This is borderline crossing the "please don't discuss questions".


----------



## brododragon (Mar 23, 2020)

kubesolver said:


> Then if you win you'll have to wait until your first competition to claim the prize.
> 
> lol, no.
> 
> ...


Thank you for clearing things up!

Edit: One more thing: Can we use fractions/decimals for answers for GN questions?

Edit 2: Do we have to do Ua and Ub perms?


----------



## Cuberstache (Mar 23, 2020)

Do 10-14 have to be in HTM or are slice moves allowed?

Also, thanks for doing this!
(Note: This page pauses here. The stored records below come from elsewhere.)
PR #1192, opened 2021-03-26
API Updates

richardm-stripe:
Codegen for openapi 06ec3f8.
r? @richardm-stripe
cc @stripe/api-libraries

## Changelog
* Add support for `card_issuing` on `AccountCreateParams.settings`, `AccountUpdateParams.settings` and `Account.settings`

### DIFF
--- a/src/main/java/com/stripe/model/Account.java
+++ b/src/main/java/com/stripe/model/Account.java
@@ -1208,12 +1208,12 @@ public class Account extends ApiResource implements MetadataStore<Account>, Paym
     @EqualsAndHashCode(callSuper = false)
     public static class SettingsCardIssuing extends StripeObject {
       @SerializedName("tos_acceptance")
-      CardIssuingTermsOfService tosAcceptance;
+      TosAcceptance tosAcceptance;
 
       @Getter
       @Setter
       @EqualsAndHashCode(callSuper = false)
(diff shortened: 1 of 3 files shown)


src/main/java/com/stripe/model/Account.java
```diff
@@ -1199,6 +1202,37 @@ public void setFrontObject(File expandableObject) {
       @SerializedName("creditor_id")
       String creditorId;
     }
+
+    @Getter
+    @Setter
+    @EqualsAndHashCode(callSuper = false)
+    public static class SettingsCardIssuing extends StripeObject {
```
remi-stripe, line 1209: Every time I see those I get sad, they should have been nested inside `Settings` instead but we missed fixing them originally and then got stuck

src/main/java/com/stripe/model/Account.java
```diff
@@ -1199,6 +1202,37 @@ public void setFrontObject(File expandableObject) {
...
+      @SerializedName("tos_acceptance")
+      CardIssuingTermsOfService tosAcceptance;
```
remi-stripe, line 1211: The name is wrong here right? It should be TosAcceptance no?

remi-stripe (changes requested):

remi-stripe (approved):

It's really interesting!


----------



## WoowyBaby (Mar 23, 2020)

kubesolver said:


> it's just the name of a problem so that you don't always have to refer to them by number.
> 
> Yes.


Thank you for your response 


kubesolver said:


> This is borderline crossing the "please don't discuss questions".
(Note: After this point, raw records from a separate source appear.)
PR #1203, opened 2021-05-05
Fix flaky test: no telemetry by default in test suite

richardm-stripe:
Our CI in github actions has ~consistently been failing tests like [this](https://github.com/stripe/stripe-java/runs/2513156266?check_suite_focus=true#step:7:675). This hasn't been consistent across time, and it doesn't happen in Travis CI (which we are trying to deprecate).

This happens in `RequestTelemetry.java`, which in my opinion shouldn't be enabled when we are running tests.

This disables telemetry throughout tests, which causes CI to pass. 

I do want to better understand the cause of why the NullPointerException is triggering in this environment but not locally, but have not yet identified it.

### DIFF
--- a/src/test/java/com/stripe/BaseStripeTest.java
+++ b/src/test/java/com/stripe/BaseStripeTest.java
@@ -117,6 +117,7 @@ public class BaseStripeTest {
     Stripe.overrideUploadBase("http://localhost:" + port);
     Stripe.apiKey = "sk_test_123";
     Stripe.clientId = "ca_123";
+    Stripe.enableTelemetry = false;
 
     networkSpy = Mockito.spy(new LiveStripeResponseGetter());
     ApiResource.setStripeResponseGetter(networkSpy);


remi-stripe (approved):
fine with the change but that means we could break telemetry and not notice right? Or do we have enough coverage in tests specifically for this?

richardm-stripe:
Good point, we have [some tests](https://github.com/stripe/stripe-java/blob/master/src/test/java/com/stripe/functional/TelemetryTest.java) that explicitly test enabled/disabled Telemetry. Still, I don't really want to merge this until I actually understand the error.

richardm-stripe:
Ok, I now understand what is going on.

In `RequestTelemetry.java` these is a [piece of global state](https://github.com/stripe/stripe-java/blob/master/src/main/java/com/stripe/net/RequestTelemetry.java#L20-L21):
```
private static ConcurrentLinkedQueue<RequestMetrics> prevRequestMetrics
```
which can affect the behavior of `RequestMetrics.getHeaderValue`. Sometimes it returns empty, sometimes not, depending on previous/concurrent requests that have been made throughout the test suite. (This is why I can never reproduce the failure running the test in isolation).

When it's not empty, then `requestWithTelemetry` [adds a header](https://github.com/stripe/stripe-java/blob/master/src/main/java/com/stripe/net/HttpClient.java#L49-L52) to the `request` argument before passing it to `this.request`.

This prevents the [Mockito matcher](https://github.com/stripe/stripe-java/blob/master/src/test/java/com/stripe/net/HttpClientTest.java#L46) from applying, and so the mocket client just returns null instead of providing a response. Attempting to call a method on the null response triggers the null pointer exception.

---

Given the role of Mockito, this edge case can't arise in production. Disabling Telemetry by default for requests is a reasonable solution, because that removes the global state/non-determinism here.

PR #1207, opened 2021-05-12
Streaming requests

richardm-stripe:
## Notify
r? @dcr-stripe 
cc @stripe/api-libraries 

## Summary

Adds `ApiResource.requestStream`, which is like `ApiResource.request` except does not buffer the response body into memory and makes no attempt to deserialize the body. Instead, returns an `InputStream`.

Motivation: a `/pdf` endpoint is coming soon to the Stripe API, which returns the bytes of a pdf. Users will want to e.g. pipe these bytes to a file, or pipe them to an email API. This is unlike all previous Stripe methods, which return JSON and are buffered into memory and parsed.

Similar to https://github.com/stripe/stripe-node/pull/1157/files

I ran [japi-compliance-checker](https://github.com/lvc/japi-compliance-checker) and got the following
[report](https://gitcdn.xyz/cdn/richardm-stripe/6d775af7cde1d3ddee39fdd68412fc27/raw/af5149016aee5fee1f6e715f2cf7790739a0585c/compat.html) -- no incompatible changes.

image


src/main/java/com/stripe/net/StripeResponseGetter.java
```diff
@@ -20,4 +21,14 @@
...
       throws StripeException;
+
+  default InputStream requestStream(
+      ApiResource.RequestMethod method,
+      String url,
+      Map<String, Object> params,
+      RequestOptions options)
+      throws StripeException {
+    throw new UnsupportedOperationException(
+        "requestStream; is unimplemented for this StripeResponseGetter");
```
richardm-stripe, line 32:
```suggestion
        "requestStream is unimplemented for this StripeResponseGetter");
```

src/main/java/com/stripe/net/StripeResponseStream.java
```diff
@@ -0,0 +1,98 @@
...
+  public StripeResponseStream(int code, HttpHeaders headers, InputStream bodyStream) {
+    requireNonNull(headers);
+    requireNonNull(bodyStream);
+
+    this.code = code;
+    this.headers = headers;
+    this.bodyStream = bodyStream;
+  }
+
+  public StripeResponse unstream() throws IOException {
```
richardm-stripe, line 59:
```suggestion
  /**
   * Buffers the entire response body into a string, constructing the appropriate StripeResponse
   * @return the StripeResponse
   */
  public StripeResponse unstream() throws IOException {
```

richardm-stripe, line 63: Bikeshedding on this name encouraged.

src/main/java/com/stripe/net/HttpClient.java
```diff
@@ -38,13 +38,24 @@ protected HttpClient() {}
...
+   * Sends the given request to Stripe's API, streaming the response body.
    *
    * @param request the request
    * @return the response
    * @throws StripeException If the request fails for any reason
    */
-  public StripeResponse requestWithTelemetry(StripeRequest request) throws StripeException {
+  public StripeResponseStream requestStream(StripeRequest request) throws StripeException {
+    throw new UnsupportedOperationException(
+        "streamingRequest is unimplemented for this HttpClient");
```
dcr-stripe, line 49: streamingRequest -> requestStream?

src/main/java/com/stripe/net/HttpClient.java
```diff
@@ -63,23 +74,40 @@ public StripeResponse requestWithTelemetry(StripeRequest request) throws StripeE
...
-   * problems.
+   * Sends the given request to Stripe's API, handling telemetry if not disabled.
    *
    * @param request the request
    * @return the response
    * @throws StripeException If the request fails for any reason
    */
-  public StripeResponse requestWithRetries(StripeRequest request) throws StripeException {
+  public StripeResponse requestWithTelemetry(StripeRequest request) throws StripeException {
+    return sendWithTelemetry(request, (r) -> this.request(r));
```
dcr-stripe, line 84: Nit: Can use method references here throughout if you want to save some typing:

```
(r) -> this.request(r)
```

can become

```
this::request
```

src/main/java/com/stripe/net/StripeResponseGetter.java
```diff
@@ -20,4 +21,14 @@
       Class<T> clazz,
       RequestOptions options)
       throws StripeException;
+
+  default InputStream requestStream(
```
dcr-stripe, line 25: We do lose some type safety here since it's just a generic InputStream, but I'm not sure what we can really do about that... presumably the few callers that use this will be aware of how they should process the stream. If we wanted, we could make some typed wrapper around InputStream, but then the issue becomes compatibility with functions take operate on streams so I don't think it's worth it.

src/main/java/com/stripe/net/StripeResponseStream.java
dcr-stripe: `readStream`? `readFromStream`?

src/main/java/com/stripe/net/StripeResponseInterface.java
```diff
@@ -0,0 +1,37 @@
+package com.stripe.net;
+
+import java.time.Instant;
+
+/** Common interface representing an HTTP response from Stripe. */
+interface StripeResponseInterface {
```
dcr-stripe, line 6: It seems like the majority of this implementation would be shared right (ie. all the header extraction)? If so, I think we could make some abstract class with the shared implementation to avoid duplicating the code and have both implementations extend this instead of (or along with) the interface. This might be nice for testing as well.

dcr-stripe (commented):
I think this makes sense overall - thanks for putting this together! My biggest feedback would be around the duplicated implementation for the response interface. Probably worth sharing that for now. Otherwise I think this all looks good!

src/main/java/com/stripe/net/StripeResponseStream.java
```diff
@@ -0,0 +1,30 @@
+package com.stripe.net;
+
+import com.stripe.util.StreamUtils;
+import java.io.IOException;
+import java.io.InputStream;
+
+public class StripeResponseStream extends AbstractStripeResponse<InputStream> {
```
dcr-stripe, line 7: Nit: StripeResponseStream -> StripeStreamResponse for consistency with other libraries?

dcr-stripe (approved):
LG! Just one naming nit!

PR #1208, opened 2021-05-14
API Updates

richardm-stripe:
Codegen for openapi abeda00.
r? @richardm-stripe
cc @stripe/api-libraries

## Changelog
* New method: `PaymentIntent#verify_microdeposits`
* New method: `SetupIntent#verify_microdeposits`


remi-stripe (approved):
This one looks good to me and we don't always add tests in java so I'm fine without one.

I’m sorry. I hope I am not already disqualified for that and I’ll be sure to be more careful.


----------



## Cuberstache (Mar 23, 2020)

Alright, done. I think I did pretty well. I sent you a PM, like you said.

EDIT: For #14, does it have to be a continuous cycle of 4 edges and 4 corners, or does 2e2e2c2c count?


----------



## kubesolver (Mar 23, 2020)

brododragon said:


> Edit: One more thing: Can we use fractions/decimals for answers for GN questions?


Yes.



brododragon said:


> Edit 2: Do we have to do Ua and Ub perms?
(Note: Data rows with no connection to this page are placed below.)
PR #1227, opened 2021-06-29
API Updates

dcr-stripe:
Codegen for openapi 3237fde.
r? @richardm-stripe
cc @stripe/api-libraries

## Changelog
* Added support for `boleto_payments` on `Account.capabilities`
* Added support for `boleto` and `oxxo` on `SessionCreateParams` and `Session`

### DIFF
--- a/src/main/java/com/stripe/model/checkout/Session.java
+++ b/src/main/java/com/stripe/model/checkout/Session.java
@@ -490,10 +490,10 @@ public class Session extends ApiResource implements HasId {
     AcssDebit acssDebit;
 
     @SerializedName("boleto")
-    PaymentIntent.PaymentMethodOptions.Boleto boleto;
+    Boleto boleto;
 
     @SerializedName("oxxo")
-    PaymentIntent.PaymentMethodOptions.Oxxo oxxo;
+    Oxxo oxxo;
 
     @Getter
     @Setter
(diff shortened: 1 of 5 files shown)


src/main/java/com/stripe/model/checkout/Session.java
```diff
@@ -489,6 +489,12 @@ public LineItemCollection listLineItems(SessionListLineItemsParams params, Reque
     @SerializedName("acss_debit")
     AcssDebit acssDebit;
 
+    @SerializedName("boleto")
+    PaymentIntent.PaymentMethodOptions.Boleto boleto;
+
+    @SerializedName("oxxo")
+    PaymentIntent.PaymentMethodOptions.Oxxo oxxo;
+
```
remi-stripe, line 497: Those two are wrong. This should not be shared with the `PaymentIntent` class' options. It should be a separate resource internally in pay-server so that when they diverge over time we don't cause breaking changes. This will require changes internally first.

remi-stripe (changes requested):

src/main/java/com/stripe/model/checkout/Session.java
dcr-stripe: Great catch. Thanks Remi!

dcr-stripe (commented):
Thanks @remi-stripe  - PTAL?

remi-stripe (approved):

No, just one is enough (obviously if one can be than the other can as well)


CuberStache said:


> Do 10-14 have to be in HTM or are slice moves allowed?


I think HTM, but I'm open to change this rule if people prefer it.



WoowyBaby said:


> I’m sorry. I hope I am not already disqualified for that and I’ll be sure to be more careful.


No worries. My goal is to encourage people and have fun so I won't be disqualifying anyone for such minor things.



CuberStache said:


> For #14, does it have to be a continuous cycle of 4 edges and 4 corners, or does 2e2e2c2c count?


It has co be continuous. 2c2c is not the same as 4c.

Edit: I also made some small edits to the rules. In particular scoring of the Nemesis problems and some minor clarifications.


----------



## TipsterTrickster (Mar 23, 2020)

Bump!
Yay another competition by you! Your last one was a lot of fun and so far this one has been very fun too!


----------



## xyzzy (Mar 24, 2020)

kubesolver said:


> Can it be done with 2-gen (e.g. RU) sequence? If yes please write the sequence.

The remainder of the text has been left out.